▸ **WHAT YOU SHOULD DO**
What is needed is the whole of the data, set down exactly.

Collected data
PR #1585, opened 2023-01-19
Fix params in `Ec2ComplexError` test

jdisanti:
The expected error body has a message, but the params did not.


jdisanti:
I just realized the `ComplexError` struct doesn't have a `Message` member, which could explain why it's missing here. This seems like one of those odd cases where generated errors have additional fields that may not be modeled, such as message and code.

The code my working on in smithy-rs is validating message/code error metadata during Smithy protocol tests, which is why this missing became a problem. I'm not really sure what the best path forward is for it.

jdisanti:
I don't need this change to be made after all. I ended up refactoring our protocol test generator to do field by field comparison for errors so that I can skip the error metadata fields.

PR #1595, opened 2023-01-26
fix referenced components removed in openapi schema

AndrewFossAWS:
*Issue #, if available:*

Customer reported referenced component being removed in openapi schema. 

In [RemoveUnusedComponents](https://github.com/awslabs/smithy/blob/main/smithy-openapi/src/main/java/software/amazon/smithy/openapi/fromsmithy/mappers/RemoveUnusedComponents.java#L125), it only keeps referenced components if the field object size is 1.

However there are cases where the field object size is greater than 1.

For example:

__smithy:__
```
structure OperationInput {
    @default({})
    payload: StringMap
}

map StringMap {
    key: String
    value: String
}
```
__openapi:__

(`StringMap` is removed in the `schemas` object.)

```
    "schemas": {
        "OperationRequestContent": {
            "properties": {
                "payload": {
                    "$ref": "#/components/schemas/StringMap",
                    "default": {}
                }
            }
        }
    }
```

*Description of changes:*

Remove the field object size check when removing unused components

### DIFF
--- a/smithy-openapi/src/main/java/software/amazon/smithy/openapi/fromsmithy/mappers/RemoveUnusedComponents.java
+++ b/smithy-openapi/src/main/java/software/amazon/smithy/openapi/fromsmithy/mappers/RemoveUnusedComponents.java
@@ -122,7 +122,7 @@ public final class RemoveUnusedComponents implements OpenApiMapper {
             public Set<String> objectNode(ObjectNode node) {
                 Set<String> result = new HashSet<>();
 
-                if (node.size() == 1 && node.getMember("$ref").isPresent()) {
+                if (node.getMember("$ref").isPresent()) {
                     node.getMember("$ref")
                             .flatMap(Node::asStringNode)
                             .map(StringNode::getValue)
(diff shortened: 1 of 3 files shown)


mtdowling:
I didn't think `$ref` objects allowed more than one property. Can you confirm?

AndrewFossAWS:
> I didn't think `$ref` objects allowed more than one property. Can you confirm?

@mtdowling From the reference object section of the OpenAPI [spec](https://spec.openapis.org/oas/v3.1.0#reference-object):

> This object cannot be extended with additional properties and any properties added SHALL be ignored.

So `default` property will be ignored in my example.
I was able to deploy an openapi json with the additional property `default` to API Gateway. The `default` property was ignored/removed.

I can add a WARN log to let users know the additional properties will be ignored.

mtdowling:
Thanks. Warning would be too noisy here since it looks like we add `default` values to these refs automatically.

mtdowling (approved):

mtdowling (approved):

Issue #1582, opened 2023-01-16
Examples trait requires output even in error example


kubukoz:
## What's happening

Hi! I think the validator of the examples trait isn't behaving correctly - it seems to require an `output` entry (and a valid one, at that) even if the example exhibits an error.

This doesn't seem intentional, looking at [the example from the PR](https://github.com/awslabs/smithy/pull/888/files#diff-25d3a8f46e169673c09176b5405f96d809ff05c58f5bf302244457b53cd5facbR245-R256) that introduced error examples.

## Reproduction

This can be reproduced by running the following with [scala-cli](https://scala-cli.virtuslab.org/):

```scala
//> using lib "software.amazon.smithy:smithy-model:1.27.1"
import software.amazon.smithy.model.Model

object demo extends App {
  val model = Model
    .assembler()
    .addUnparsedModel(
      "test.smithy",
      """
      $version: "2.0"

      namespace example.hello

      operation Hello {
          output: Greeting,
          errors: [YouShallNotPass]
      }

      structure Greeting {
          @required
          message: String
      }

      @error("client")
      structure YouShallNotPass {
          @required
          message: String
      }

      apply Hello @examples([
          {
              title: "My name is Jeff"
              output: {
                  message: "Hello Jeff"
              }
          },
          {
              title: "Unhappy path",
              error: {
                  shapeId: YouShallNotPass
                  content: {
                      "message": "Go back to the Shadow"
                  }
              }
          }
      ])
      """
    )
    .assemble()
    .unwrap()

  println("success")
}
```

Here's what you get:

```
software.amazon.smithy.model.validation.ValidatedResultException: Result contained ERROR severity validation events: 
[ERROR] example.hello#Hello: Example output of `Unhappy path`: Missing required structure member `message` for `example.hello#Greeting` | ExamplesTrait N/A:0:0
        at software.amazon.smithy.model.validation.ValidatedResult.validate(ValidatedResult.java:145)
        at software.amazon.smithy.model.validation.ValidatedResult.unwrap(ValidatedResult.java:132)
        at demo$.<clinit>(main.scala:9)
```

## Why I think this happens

▸ **ANSWER TO THE EXERCISE**
PR #1585, opened 2023-01-19
Fix params in `Ec2ComplexError` test

jdisanti:
The expected error body has a message, but the params did not.


jdisanti:
I just realized the `ComplexError` struct doesn't have a `Message` member, which could explain why it's missing here. This seems like one of those odd cases where generated errors have additional fields that may not be modeled, such as message and code.

The code my working on in smithy-rs is validating message/code error metadata during Smithy protocol tests, which is why this missing became a problem. I'm not really sure what the best path forward is for it.

jdisanti:
I don't need this change to be made after all. I ended up refactoring our protocol test generator to do field by field comparison for errors so that I can skip the error metadata fields.

PR #1595, opened 2023-01-26
fix referenced components removed in openapi schema

AndrewFossAWS:
*Issue #, if available:*

Customer reported referenced component being removed in openapi schema. 

In [RemoveUnusedComponents](https://github.com/awslabs/smithy/blob/main/smithy-openapi/src/main/java/software/amazon/smithy/openapi/fromsmithy/mappers/RemoveUnusedComponents.java#L125), it only keeps referenced components if the field object size is 1.

However there are cases where the field object size is greater than 1.

For example:

__smithy:__
```
structure OperationInput {
    @default({})
    payload: StringMap
}

map StringMap {
    key: String
    value: String
}
```
__openapi:__

(`StringMap` is removed in the `schemas` object.)

```
    "schemas": {
        "OperationRequestContent": {
            "properties": {
                "payload": {
                    "$ref": "#/components/schemas/StringMap",
                    "default": {}
                }
            }
        }
    }
```

*Description of changes:*

Remove the field object size check when removing unused components

### DIFF
--- a/smithy-openapi/src/main/java/software/amazon/smithy/openapi/fromsmithy/mappers/RemoveUnusedComponents.java
+++ b/smithy-openapi/src/main/java/software/amazon/smithy/openapi/fromsmithy/mappers/RemoveUnusedComponents.java
@@ -122,7 +122,7 @@ public final class RemoveUnusedComponents implements OpenApiMapper {
             public Set<String> objectNode(ObjectNode node) {
                 Set<String> result = new HashSet<>();
 
-                if (node.size() == 1 && node.getMember("$ref").isPresent()) {
+                if (node.getMember("$ref").isPresent()) {
                     node.getMember("$ref")
                             .flatMap(Node::asStringNode)
                             .map(StringNode::getValue)
(diff shortened: 1 of 3 files shown)


mtdowling:
I didn't think `$ref` objects allowed more than one property. Can you confirm?

AndrewFossAWS:
> I didn't think `$ref` objects allowed more than one property. Can you confirm?

@mtdowling From the reference object section of the OpenAPI [spec](https://spec.openapis.org/oas/v3.1.0#reference-object):

> This object cannot be extended with additional properties and any properties added SHALL be ignored.

So `default` property will be ignored in my example.
I was able to deploy an openapi json with the additional property `default` to API Gateway. The `default` property was ignored/removed.

I can add a WARN log to let users know the additional properties will be ignored.

mtdowling:
Thanks. Warning would be too noisy here since it looks like we add `default` values to these refs automatically.

mtdowling (approved):

mtdowling (approved):

Issue #1582, opened 2023-01-16
Examples trait requires output even in error example


kubukoz:
## What's happening

Hi! I think the validator of the examples trait isn't behaving correctly - it seems to require an `output` entry (and a valid one, at that) even if the example exhibits an error.

This doesn't seem intentional, looking at [the example from the PR](https://github.com/awslabs/smithy/pull/888/files#diff-25d3a8f46e169673c09176b5405f96d809ff05c58f5bf302244457b53cd5facbR245-R256) that introduced error examples.

## Reproduction

This can be reproduced by running the following with [scala-cli](https://scala-cli.virtuslab.org/):

```scala
//> using lib "software.amazon.smithy:smithy-model:1.27.1"
import software.amazon.smithy.model.Model

object demo extends App {
  val model = Model
    .assembler()
    .addUnparsedModel(
      "test.smithy",
      """
      $version: "2.0"

      namespace example.hello

      operation Hello {
          output: Greeting,
          errors: [YouShallNotPass]
      }

      structure Greeting {
          @required
          message: String
      }

      @error("client")
      structure YouShallNotPass {
          @required
          message: String
      }

      apply Hello @examples([
          {
              title: "My name is Jeff"
              output: {
                  message: "Hello Jeff"
              }
          },
          {
              title: "Unhappy path",
              error: {
                  shapeId: YouShallNotPass
                  content: {
                      "message": "Go back to the Shadow"
                  }
              }
          }
      ])
      """
    )
    .assemble()
    .unwrap()

  println("success")
}
```

Here's what you get:

```
software.amazon.smithy.model.validation.ValidatedResultException: Result contained ERROR severity validation events: 
[ERROR] example.hello#Hello: Example output of `Unhappy path`: Missing required structure member `message` for `example.hello#Greeting` | ExamplesTrait N/A:0:0
        at software.amazon.smithy.model.validation.ValidatedResult.validate(ValidatedResult.java:145)
        at software.amazon.smithy.model.validation.ValidatedResult.unwrap(ValidatedResult.java:132)
        at demo$.<clinit>(main.scala:9)
```

## Why I think this happens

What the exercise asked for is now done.